Lesson Plan - Sitting Down to Take a Stand

Learning Objective

Students will learn how Ayanna Najuma and other kid activists fought segregation in 1958.

Content-Area Connections

U.S. History, Civics

Standards Correlations

CCSS: R.1, R.2, R.3, R.4, R.5, R.7, R.8, R.10

NCSS: Civic Ideals and Practices

TEKS: Social Studies 5.18, 6.12

Text Structure

Cause and Effect

1. Preparing to Read

Watch the Video
Play the video “How Kids Changed the World.” Use the “Pause and Discuss” questions throughout the video to gauge understanding. Ask: How did these kids’ actions help change the course of American history?

Preview Words to Know
Project the online vocabulary slideshow and introduce the Words to Know.

  • integrated
  • activist


Set a Purpose for Reading
As students read, have them think about qualities that kids need to help bring about change.
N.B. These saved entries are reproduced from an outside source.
PR #2556, opened 2022-06-24
Support System.Signal for node backend

ProofOfKeags:
In support of #2207 

This attempts to add signal support to the node backend. This is my first attempt at any contributions to the Idris2 codebase, as such I'm going about this rather naively. You'll see that there are currently 3 stubbed out TODOs.

1. `defaultSignal`: This is tricky because it doesn't appear that node *has* default Signal handlers so we would have to decide on what the normal ones would be. and as best I can tell there isn't a way to "reset" the signal handler as best I can tell
2. `collectSignal`: Since this is stateful I wanted to check in here and see if creating a global variable in the `support_system_signal.js` file that maintains a data structure of currently pending signals is OK here or if there's a better approach
3. `handleNextCollectedSignal`: similar to number 2 I wanted to get the approach OK'ed first

Lastly, node accepts signals as string arguments, while the primops call them ints. I *think* I can just cheat here and have the primops be strings under the hood since they will also be strings when supplied as arguments to the signal functions but I also don't know if that is safe given that the primops may try to properly use the signals as integers in which case we'd have to translate inside the individual handling functions.

Would really appreciate some feedback so I can finish this and move the needle on this.

Additional reference: https://nodejs.org/api/process.html#signal-events

### DIFF
--- a/support/js/support_system_signal.js
+++ b/support/js/support_system_signal.js
@@ -42,23 +42,43 @@ function signal_int_to_string(signal) {
 }
 
 function support_system_signal_ignoreSignal(signal) {
-    support_system_signal_process.on(signal_int_to_string(signal), sig => {})
-    return 0
+    let signal_string = signal_int_to_string(signal)
+    try {
+        support_system_signal_process.on(signal_string, sig => {})
+        return 0
+    } catch (e) {
+        return -1
+    }
 }
 
 function support_system_signal_sendSignal(pid, signal) {
-    support_system_signal_process.kill(pid, signal_int_to_string(signal))
-    return 0
+    let signal_string = signal_int_to_string(signal)
+    try {
+        support_system_signal_process.kill(pid)
+        return 0
+    } catch (e) {
+        return -1
+    }
 }
 
 function support_system_signal_raiseSignal(signal) {
-    support_system_signal_process.kill(support_system_signal_process.pid, signal_int_to_string(signal))
-    return 0
+    let signal_string = signal_int_to_string(signal)
+    try {
+        support_system_signal_process.kill(support_system_signal_process.pid)
+        return 0
+    } catch (e) {
+        return -1
+    }
 }
 
 function support_system_signal_defaultSignal(signal) {
-    support_system_signal_process.removeAllListeners(signal_int_to_string(signal))
-    return 0
+    let signal_string = signal_int_to_string(signal)
+    try {
+        support_system_signal_process.removeAllListeners()
+        return 0
+    } catch (e) {
+        return -1
+    }
 }
 
 function support_system_signal_collectSignal(signal) {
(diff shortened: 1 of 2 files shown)


Z-snails:
`prim__sighup`/etc should be `Int`, you could convert the string into an int of your choosing, or even better follow what values posix uses (if that's standard, I don't actually know if posix defines them)

ProofOfKeags:
Changed them all over to int's and made it such that the default case was as close to a NOP as I could find in the nodejs API. I still need to figure out if carrying mutable state in this JS file is an acceptable way to implement the 3 remaining TODO methods.

ProofOfKeags:
I think this is ready for proper review. How should I go about testing the implementation?

mattpolzin:
I haven’t had time to properly look this over, but wanted to comment on “default cases as close to a NOP as possible” because for some signals this is pretty far from the default behavior (notably, signals that would normally cause the app to crash). I wonder if it isn’t better to leave default handling un implemented if we have to choose between surprising behavior or no support. If NodeJS doesn’t support defaulting these, maybe it makes sense that you just avoid using these functions when writing Idris with the intention of building to NodeJS (and a compile time error about the thing being unimplemented in Node is actually a very friendly option)?

ProofOfKeags:
> I haven’t had time to properly look this over, but wanted to comment on “default cases as close to a NOP as possible” because for some signals this is pretty far from the default behavior (notably, signals that would normally cause the app to crash).

Yeah perhaps the answer is to make it a NOP only when we install signal handlers for undefined signal types and if we try to send an undefined signal to another process, or raise one we just return an error (-1)?

It's unclear here because the true domain of the function is a fairly small enum, whereas the type-accepted domain is `Int`

support/js/support_system_signal.js
```diff
@@ -0,0 +1,106 @@
...
+        return 0
+    } catch (e) {
+        return -1
+    }
+}
+
+function support_system_signal_raiseSignal(signal) {
+    let signal_string = signal_int_to_string(signal)
+    try {
+        support_system_signal_process.kill(support_system_signal_process.pid)
```
Z-snails, line 67: same comment here

support/js/support_system_signal.js
```diff
@@ -0,0 +1,106 @@
...
+        return 0
+    } catch (e) {
+        return -1
+    }
+}
+
+function support_system_signal_defaultSignal(signal) {
+    let signal_string = signal_int_to_string(signal)
+    try {
+        support_system_signal_process.removeAllListeners()
```
Z-snails, line 77: This also accepts a signal (the docs suggest as a string) as an optional parameter

Z-snails (changes requested):

support/js/support_system_signal.js
ProofOfKeags: Yep this was just a mistake on my part. Good catch.

ProofOfKeags:
bump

2. Close-Reading Questions

1. What details from the article support the idea that life in the 1950s was different for Black people in the North than it was in the South?
Several details in the article support the idea that life in the 1950s was different for Black people in the North than it was in the South. For example, the North had none of the “Whites Only” signs the kids were used to seeing in the South. In addition, “in the North, Black people and White people ate at the same restaurants and stayed at the same hotels,” while in the South, “Black people weren’t allowed to attend the same schools, get treated in the same hospitals, or even use the same drinking fountains as White people.”
R.2 Main Idea and Key Details

2. How did the second day of the sit-in at the Katz Drug Store differ from the first day?
The second day of the sit-in at the Katz Drug Store differed from the first day in that the scene grew more tense. The article explains that on the second day, “some White customers yelled at [the kids], and others poured ketchup on them.”
R.5 Comparison

3. What is the purpose of the sidebar, “The Greensboro Four”?
The purpose of the sidebar, “The Greensboro Four,” is to describe another famous sit-in from that era—when Black college students staged a sit-in at the lunch counter at a store called Woolworth’s in Greensboro, North Carolina.
R.7 Text Features

3. Skill Building

Featured Skill: Determine Meaning
Use the skill builder “In Her Own Words” to help students analyze two quotes from Ayanna Najuma about her civil rights work.